# master national call backs



## Andy Buck (Feb 27, 2007)

have I got the wrong web page or are they not updating the call backs


----------



## Zman1001 (Oct 15, 2009)

All of the flights finished their second series yesterday (from what I understand). I imagine they will be updating the callbacks later today, as they had the workers party last night.

I noticed they just finally put up a quick blog entry about the party last night about 10 minutes ago, so it sounds like they have recovered and are back on track to updating those of us that are trying to hear about it from the computers. I had to call a buddy to see if he got a callback to the third series.


----------



## Clark (Aug 10, 2008)

I think Flight B is just now finishing the second series.


----------



## fishduck (Jun 5, 2008)

C would have finished this morning and will be moving to double trouble.


----------



## labraiser (Feb 5, 2004)

Flight B had 98 out of 114 called back to series 3, moving to where A was.


----------



## ClarkAnsel (Dec 14, 2011)

I hear flight C has 95 called back the the 3rd series.


----------



## Clark (Aug 10, 2008)

labraiser said:


> Flight B had 98 out of 114 called back to series 3, moving to where A was.

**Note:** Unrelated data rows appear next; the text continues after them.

PR #2190, opened 2023-02-02
feat: add support for histogram module

agoose77:
Add support for Hist's proposed `fill_flattened`: https://github.com/scikit-hep/hist/pull/474

### DIFF
--- a/src/awkward/_connect/hist.py
+++ b/src/awkward/_connect/hist.py
@@ -1,0 +1,31 @@
+from __future__ import annotations
+
+import numpy as np
+
+import awkward as ak
+from awkward._backends import NumpyBackend
+from awkward.typing import Any, Sequence
+
+numpy = NumpyBackend.instance()
+
+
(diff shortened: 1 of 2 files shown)


jpivarski (approved):
This adds functions in anticipation of https://github.com/scikit-hep/hist/pull/474 and does not break anything, so I think we can merge it in right away.

Usually, the `_connect` submodules are not imported at Awkward-initialization time so that they can freely `import` the third-party libraries at top-level in the submodule, but I can see why this one doesn't do that. Unless we have tests in environments without those third-party libraries, we'll have to be careful not to make Awkward accidentally depend on them at initialization time.

Following different rules about which `_connect` submodules can be imported immediately and which can only be imported if we know the user asked to work with a particular third-party module is complicated, but it's also an entirely internal matter that we can address at any time.

Since everything this PR does is perfectly safe, I'm going to merge it now.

Any idea what the starting number is?


----------



## wdsk (Dec 7, 2008)

Clark said:


> Any idea what the starting number is?


The starting order was predetemined by "draw" ( bumpers numbered in series in a pile and then retrieved ??) at dog #110 for the first series, and according to the website the successive series for all flights as they move on to the next test are dog #140, #170, #20, #50, & #80.


----------



## Jerry and Freya (Sep 13, 2008)

Zman1001 said:


> All of the flights finished their second series yesterday (from what I understand). I imagine they will be updating the callbacks later today, as they had the workers party last night.
> 
> I noticed they just finally put up a quick blog entry about the party last night about 10 minutes ago, so it sounds like they have recovered and are back on track to updating those of us that are trying to hear about it from the computers. I had to call a buddy to see if he got a callback to the third series.


Just checked the site at 5:20 P.M. and only the first series is posted for all the flights.
Maybe tomorrow morning the second series news willl be posted.


----------



## kona's mom (Dec 30, 2008)

Communication has been poor to say the least. B's callbacks are still not posted for 2nd series. B started at Oh No Mr. Bill this afternoon and will probably complete it late tomorrow or Friday morning.7 days for 3 series. Wow!


----------



## Bubba (Jan 3, 2003)

Cell phone coverage is terrible at best. Mia is doing her very best but getting connected to the internets is not that easy here in BFE.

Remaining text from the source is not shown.